Body-Centered Cubic (BCC)
- Structure: Atoms at each corner plus an additional identical atom located exactly at the center of the cube.
- Atoms in unit cell: 2 atoms
  - Explanation: The 8 corner atoms contribute $\frac{1}{8}$ each, and the central atom is entirely within the unit cell (contributing 1 full atom):
    $\text{Total atoms} = (8 \times \frac{1}{8}) + 1 = 1 + 1 = 2 \text{ atoms}$
- Edge length (L) relation to atomic radius (r): $4r = L\sqrt{3} \implies L = \frac{4r}{\sqrt{3}}$ (atoms touch along the body diagonal).
- Coordination number: 8 (the central atom touches all 8 corner atoms).
- Packing efficiency: $\frac{\sqrt{3}\pi}{8} \approx 68\%$ (higher packing density than SC).

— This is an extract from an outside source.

Issue #654, opened 2016-06-29
TOC2 plus Scratchpad breaking margins


Jessime:
I just upgraded with pip and it looks like TOC2 isn't playing nicely with Scratchpad. Here are a few screen shots to demonstrate what's happening:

- Examples: Iron, sodium, potassium, chromium, tungsten, and molybdenum commonly crystallize in a BCC structure.
Face-Centered Cubic (FCC) - also known as Cubic Close-Packed (CCP)
- Structure: Atoms at each corner, with additional identical atoms centered on each of the 6 faces of the cube.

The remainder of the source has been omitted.